Aengesien dat den Liefhebber in ’t vervolgh van dese Verlichterie-Kunde, dickwils van het aenleggen, schaduwen, diepen en hoogen sal gewaeght vinden, als zijnde de voornaemste doeningen in ’t oeffenen der Water-Verwen; soo sal het noodigh zijn, kortelijk van elcks yets tot grondighe verstaningh daer van aen te mercken, wantmen sonder grondige kennis daer van te hebben, tot de volkomene oeffeninghe deser Konste niet en kan komen.
Wy beginnen dan eerstelijck het aenleggen te verklaren, zijnde het begin van alle wercken diemen in dese Konst wil aenvangen. Aenleggen dan is, soo wanneermen eenigh dingh, met eenerhande Coleur van Verwe diemen daer toe verkiest, na sijn believen vlack en eenparigh aenleyt en simpel overdeckt, sonder eenighe schaduwe of dagh waer te nemen. Aengeleyt zijnde, soo volght wanneer dat Coleur droogh is, datmen het uytschaduwe en verdiepe, ghelijckwe dat doorgaens in ’t vervolgh soo sullen noemen; en geschiet op die gront, welcke te vooren aengeleyt is; sulcks geschiet altijt door een Verwe welcke veel vetter, stercker ofte bruynder is, als die daer sy mede beleyt is: waer door dan de Parthyen van doncker en licht onderscheyden en afgepaelt werden; alsoo datmen de schaduwen, en de vlackheydt der dingen kan beseffen, en siet uytheffen, daer sy te vooren plat schenen;  (…)
Nu de derde waernemingh die is verhoogen, welcke op de lichte plaets van alle dingen, als daer den dagh sonder eenige schaduwe het sterckst opvalt, moet geschieden; en komt dese verhoogingh meest te geschieden op hooge en uytsteeckende parthyen, gelijck aen de Menschen op de Kaecken, boven op de Neus, op het Voor-hooft, Kinne, Schouderen, Borst, Billen, Elleboogh, Knyen, &c.

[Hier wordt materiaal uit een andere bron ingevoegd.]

PR #335, opened 2019-10-04
Add psel (playerSelect) support

XorTroll:
Everything was tested working fine (all modes and flags)

### DIFF
--- a/nx/include/switch/applets/psel.h
+++ b/nx/include/switch/applets/psel.h
@@ -54,7 +54,7 @@ Result pselUiCreate(PselUiSettings *ui, PselUiMode mode);
  * @param ui PselUiSettings struct.
  * @param user_id user ID.
  */
-void pselUiAddInvalidUser(PselUiSettings *ui, AccountUid *user_id);
+void pselUiAddUser(PselUiSettings *ui, AccountUid *user_id);
 
 /**
  * @brief Sets whether users can be created in the applet
@@ -87,9 +87,33 @@ NX_CONSTEXPR void pselUiSetSkipEnabled(PselUiSettings *ui, bool flag) {
 }
 
 /**
- * @brief Shows the applet with the specified UI settings.
+ * @brief Shows playerSelect applet with the specified UI settings.
  * @param ui PselUiSettings struct.
- * @param out_uid Selected user ID.
+ * @param out_user Selected user ID.
  * @note If user skips (see \ref pselUiSetSkipEnabled) this will return successfully but the output ID will be 0.
  */
 Result pselUiShow(PselUiSettings *ui, AccountUid *out_user);
+
+/**
+ * @brief Shows playerSelect applet to select a user.
+ * @param out_user Returned selected user ID.
+ */
+Result pselShowUserSelector(AccountUid *out_user);
+
+/**
+ * @brief Shows playerSelect applet to create a user.
+ * @param out_user Returned created user ID.
+ */
+Result pselShowUserCreator(AccountUid *out_user);
+
+/**
+ * @brief Shows playerSelect applet to change a user's icon.
+ * @param user Input user ID.
+ */
+Result pselShowIconEditor(AccountUid *user);
+
+/**
+ * @brief Shows playerSelect applet to change a user's nickname.
+ * @param user Input user ID.
+ */
+Result pselShowNicknameEditor(AccountUid *user);
--- a/nx/include/switch/applets/psel.h
+++ b/nx/include/switch/applets/psel.h
@@ -54,7 +54,7 @@ Result pselUiCreate(PselUiSettings *ui, PselUiMode mode);
  * @param ui PselUiSettings struct.
  * @param user_id user ID.
  */
-void pselUiAddInvalidUser(PselUiSettings *ui, AccountUid user_id);
+void pselUiAddInvalidUser(PselUiSettings *ui, AccountUid *user_id);
 
 /**
  * @brief Sets whether users can be created in the applet
--- a/nx/include/switch/applets/psel.h
+++ b/nx/include/switch/applets/psel.h
@@ -62,21 +62,29 @@ void pselUiAddInvalidUser(PselUiSettings *ui, AccountUid *user_id);
  * @param flag Flag value.
  * @note Only used for ::PselUiMode_SelectUser
  */
-void pselUiSetAllowUserCreation(PselUiSettings *ui, bool flag);
+NX_CONSTEXPR void pselUiSetAllowUserCreation(PselUiSettings *ui, bool flag) {
+    if(ui->mode == PselUiMode_SelectUser) {
+        ui->allowUserCreation = flag;
+    }
+}
 
 /**
  * @brief Sets whether users need to be linked to a Nintendo account.
  * @param ui PselUiSettings struct.
  * @param flag Flag value.
  */
-void pselUiSetNetworkServiceRequired(PselUiSettings *ui, bool flag);
+NX_CONSTEXPR void pselUiSetNetworkServiceRequired(PselUiSettings *ui, bool flag) {
+    ui->networkServiceRequired = flag;
+}
 
 /**
  * @brief Sets whether selection can be skipped (with a new button)
  * @param ui PselUiSettings struct.
  * @param flag Flag value.
  */
-void pselUiSetSkipEnabled(PselUiSettings *ui, bool flag);
+NX_CONSTEXPR void pselUiSetSkipEnabled(PselUiSettings *ui, bool flag) {
+    ui->skipEnabled = flag;
+}
 
 /**
  * @brief Shows the applet with the specified UI settings.
--- a/nx/include/switch/applets/psel.h
+++ b/nx/include/switch/applets/psel.h
@@ -25,21 +25,21 @@ typedef enum {
 
 /// UI settings for playerSelect.
 typedef struct {
-    u32 mode;                                                   ///< UI mode, see \ref PselUiMode.
-    u32 dialogType;                                             ///< Dialog type
-    union { u128 invalidUserList[ACC_USER_LIST_SIZE]; } PACKED; ///< List of user IDs which will be disabled.
-    u8 unk_x0[0x8];                                             ///< Unknown.
-    u8 networkServiceRequired;                                  ///< Whether the user needs to be linked to a Nintendo account.
-    u8 unk_x1[0x2];                                             ///< Unknown.
-    u8 allowUserCreation;                                       ///< (With ::PselUiMode_SelectUser) enables the option to create a new user.
-    u8 skipEnabled;                                             ///< Enables the option to skip user selection (a new button is shown)
-    u8 unk_x2[0xB];                                             ///< Unknown.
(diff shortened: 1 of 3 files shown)


yellows8:
Can you update this so that it matches sdknso better? See also pctlauth.

Guess this doesn't handle newer versions either, 9.0 has a newer commonargs-version. There's also an option for pushing an additional storage, so libappletLaunch can't be used for this.

XorTroll:
What exactly do you mean with "match sdknso better"?
To have similar enum names, functions, descriptions...?
I'm looking on version values used (sdk uses 0x10000 but not sure for which version)

XorTroll:
A newer sdk nso uses 0x20000 as version, so I'm assuming 9.0+ is 0x20000.

yellows8:
Names + funcs. See friendsLa, sdknso handling seems to be similar-ish.

XorTroll:
Still need to figure out for what is the larger storage used for (all the added UI modes don't seem to use it...)

yellows8:
Yeah that LargeStorage doesn't seem to be used in sdksno (dunno if qlaunch etc uses that func?).

Also, if any of the impl'd functionality needs a certain sysver, there should be incompat-sysver checks for it.

nx/include/switch/applets/psel.h
```diff
@@ -0,0 +1,87 @@
...
+ * @brief Wrapper for using playerSelect (user selection applet).
+ * @author XorTroll
+ * @copyright libnx Authors
+ */
+#pragma once
+#include "../types.h"
+#include "../services/applet.h"
+#include "../services/acc.h"
+
+// playerSelect UI modes.
```
yellows8: ///

nx/include/switch/applets/psel.h
```diff
@@ -0,0 +1,87 @@
...
+    PselUiMode_LicenseRequirementsForNetworkService = 10, ///< LicenseRequirementsForNetworkService
+    PselUiMode_NaLoginTest                          = 12, ///< NaLoginTest
+} PselUiMode;
+
+// UI settings for playerSelect.
+typedef struct {
+    u32 mode;                                     ///< UI mode, see \ref PselUiMode.
+    u32 dialogType;                               ///< Dialog type
+    u128 invalidUserList[ACC_USER_LIST_SIZE];     ///< List of user IDs which will be disabled.
+    u8 unk1[8];                                   ///< Unknown.
```
yellows8: `u8 unk_x{offset}[{hex}];`

nx/include/switch/applets/psel.h
```diff
@@ -0,0 +1,87 @@
...
+    u8 networkServiceRequired;                    ///< Whether the user needs to be linked to a Nintendo account.
+    u8 unk2[2];                                   ///< Unknown.
+    u8 allowUserCreation;                         ///< (With ::PselUiMode_SelectUser) enables the option to create a new user.
+    u8 skipEnabled;                               ///< Enables the option to skip user selection (a new button is shown)
+    u8 unk3[11];                                  ///< Unknown.
+} PselUiSettings;
+
+// Result data sent after execution.
+typedef struct {
+    u32 result;                      ///< Result code.
```
yellows8: Can use Result for this.

nx/include/switch/applets/psel.h
```diff
@@ -0,0 +1,87 @@
...
+    u128 userId;                     ///< Selected user ID.
```
yellows8: u128 is aligned to 0x10-bytes, not 8-bytes. userIDs (including this one) need the latter, see the handling elsewhere for that.

nx/source/applets/psel.c
```diff
@@ -0,0 +1,66 @@
+#include <string.h>
+#include "types.h"
+#include "result.h"
+#include "services/applet.h"
+#include "services/set.h"
```
yellows8: Guess this was supposed to be acc.h?

nx/source/applets/psel.c
```diff
@@ -0,0 +1,66 @@
...
+    LibAppletArgs args;
+    u32 la_ver = _pselGetLaVersion();
+    libappletArgsCreate(&args, la_ver);
+    PselResult res;
+    size_t reply_size;
+
+    rc = libappletLaunch(AppletId_playerSelect, &args, ui, sizeof(PselUiSettings), &res, sizeof(res), &reply_size);
+    
+    if (R_SUCCEEDED(rc)) {
+        if (R_FAILED(res.result)) rc = MAKERESULT(Module_Libnx, LibnxError_LibAppletBadExit);
```
yellows8: `rc = res.result;`

nx/include/switch/applets/psel.h
```diff
@@ -0,0 +1,87 @@
...
+    PselUiMode_NicknameEditor                       = 4,  ///< NicknameEditor
+    PselUiMode_ForStarter                           = 5,  ///< Mode "starter" uses to register the console's first user on the initial setup
+    PselUiMode_NetworkServiceAccountRegistration    = 8,  ///< NetworkServiceAccountRegistration
+    PselUiMode_NintendoAccountNnidLinker            = 9,  ///< NintendoAccountNnidLinker
+    PselUiMode_LicenseRequirementsForNetworkService = 10, ///< LicenseRequirementsForNetworkService
+    PselUiMode_NaLoginTest                          = 12, ///< NaLoginTest
+} PselUiMode;
+
+// UI settings for playerSelect.
+typedef struct {
```
yellows8: Official sw stores structs within UiSettings, update this struct for that (one of those funcs also writes a titleID to UiSettings, FWIW).

nx/source/applets/psel.c
XorTroll: The result returned on the out data isn't actually a normal result I think, according to switchbrew
https://switchbrew.org/wiki/Profile_Selector

nx/include/switch/applets/psel.h
XorTroll: As commented below, according to switchbrew the result returned on the out data isn't actually a normal result

nx/source/applets/psel.c
yellows8: Then don't use R_FAILED?

XorTroll: Well on this sense it is also 0 on success and other value on failure it so the macro was suitable, if this leads to confusion won't use it I guess

nx/include/switch/applets/psel.h
```diff
@@ -0,0 +1,87 @@
...
+    PselUiMode_NintendoAccountNnidLinker            = 9,  ///< NintendoAccountNnidLinker
+    PselUiMode_LicenseRequirementsForNetworkService = 10, ///< LicenseRequirementsForNetworkService
+    PselUiMode_NaLoginTest                          = 12, ///< NaLoginTest
+} PselUiMode;
+
+/// UI settings for playerSelect.
+typedef struct {
+    u32 mode;                                                   ///< UI mode, see \ref PselUiMode.
+    u32 dialogType;                                             ///< Dialog type
+    union { u128 invalidUserList[ACC_USER_LIST_SIZE]; } PACKED; ///< List of user IDs which will be disabled.
```
fincs: Use AccountUid here too.

nx/include/switch/applets/psel.h
```diff
@@ -0,0 +1,87 @@
...
+    u8 unk_x1[0x2];                                             ///< Unknown.
+    u8 allowUserCreation;                                       ///< (With ::PselUiMode_SelectUser) enables the option to create a new user.
+    u8 skipEnabled;                                             ///< Enables the option to skip user selection (a new button is shown)
+    u8 unk_x2[0xB];                                             ///< Unknown.
+} PselUiSettings;
+
+/// Result data sent after execution.
+typedef struct {
+    u32 result;                      ///< Result code.
+    union { u128 userId; } PACKED;   ///< Selected user ID.
```
fincs: Use AccountUid here too.

nx/include/switch/applets/psel.h
```diff
@@ -0,0 +1,87 @@
...
+ */
+void pselUiSetSkipEnabled(PselUiSettings *ui, bool flag);
+
+/**
+ * @brief Shows the applet with the specified UI settings.
+ * @param ui PselUiSettings struct.
+ * @param out_uid Selected user ID.
+ * @note If user skips (see \ref pselUiSetSkipEnabled) this will return successfully but the output ID will be 0.
+ */
+Result pselUiShow(PselUiSettings *ui, u128 *out_user);
```
fincs: Use AccountUid here too.

nx/include/switch/applets/psel.h
XorTroll: Ah, didn't know it has a custom type now

XorTroll:
On another topic, sdkver 5.3.0 uses 0x10000 LaVersion, while 7.3.2 uses 0x20000 (unsure which console versions they are paired to)

yellows8:
See the Doozer build log.

XorTroll:
I haven't updated libnx for a while in my fork, is it the reason of that fail?

yellows8:
yes

fincs:
PR needs rebasing against libnx master.

XorTroll:
Sdknso 8.2.0 also uses 0x20000 version, btw

nx/include/switch/applets/psel.h
XorTroll: What exactly do you mean with "stores structs within UiSettings", that its content is split into different structs?

yellows8: Yes, same as official sw.

nx/source/applets/psel.c
```diff
@@ -0,0 +1,66 @@
...
+    for(i = 0; i < ACC_USER_LIST_SIZE; i++) {
+
+        if(!accountUidIsValid(&ui->invalidUserList[i])) {
+            __builtin_memcpy(&ui->invalidUserList[i], user_id, sizeof(AccountUid));
+            break;
+        }
+    }
+}
+
+void pselUiSetAllowUserCreation(PselUiSettings *ui, bool flag) {
```
fincs: Should be a NX_CONSTEXPR function in the header

nx/source/applets/psel.c
```diff
@@ -0,0 +1,66 @@
...
+    if(ui->mode == PselUiMode_SelectUser) {
+        ui->allowUserCreation = flag;
+    }
+}
+
+void pselUiSetNetworkServiceRequired(PselUiSettings *ui, bool flag) {
```
fincs: Should be a NX_CONSTEXPR function in the header

nx/source/applets/psel.c
```diff
@@ -0,0 +1,66 @@
...
+    ui->networkServiceRequired = flag;
+}
+
+void pselUiSetSkipEnabled(PselUiSettings *ui, bool flag) {
```
fincs: Should be a NX_CONSTEXPR function

yellows8:
An API that's semi-similar to official sw should also be used, like the rest of the library-applets. For example: `{prefix}ShowUserIconEditor(AccountUid uid)`

XorTroll:
Added a simplified API on the latest commits

yellows8:
Might adjust this later (?).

Van gelijcken in Kleedinghen op de ployen, en vlacke deelen der Ledematen die door deselve werden uyt-gedruckt; en voorts alles wat sich boven de vlackte verheft; dit doetmen met een lichter Verwe en blyer Coleur, als daer ’t mede aengheleyt is: en verhooght het alsoo als het na sijn Trap min of meer, na het sterckste licht aerdende, verlicht is, om dat te doen ronden en voorkomen, &c. (…)
de schaduwen nu diemen op het Gront-Papier doet, komen oock over een met de schaduwen diemen in ’t Schilderen met een stercker Verwe over ’t aengeleyde heen leght; de hooghsels komen van gelijcke over een; de diepsels accordeeren met de toetsen, diemen hier en daer inde Teyckeningh inset; invoegen geen onderscheyt tussen het Teyckenen en Verlichterie-Schilderen en is, als de handelingh vande Pinceel, en datmen sich telckens inbeelt dat yeder aangeleyt Coleur daermen op Schilderen moet, een soort van Gront-papier is daermen op Teyckent, en datmen voor die tijt de handelingh van Teyckenen oeffent, diemen wassen noemt. Staet oock noch aen te mercken, datmen de schaduwen, diepsels en hooghsels alle tijt moet schicken, na dat het Coleur vande gront-vlackte is, op welckmen die komt te leggen: want die niet evenredigh zijnde, soo sullense of te hart, indiense te sterck zijn, ofte flets en Kernemelkachtigh by aldiense niet behoorlijck krachtigh en zijn.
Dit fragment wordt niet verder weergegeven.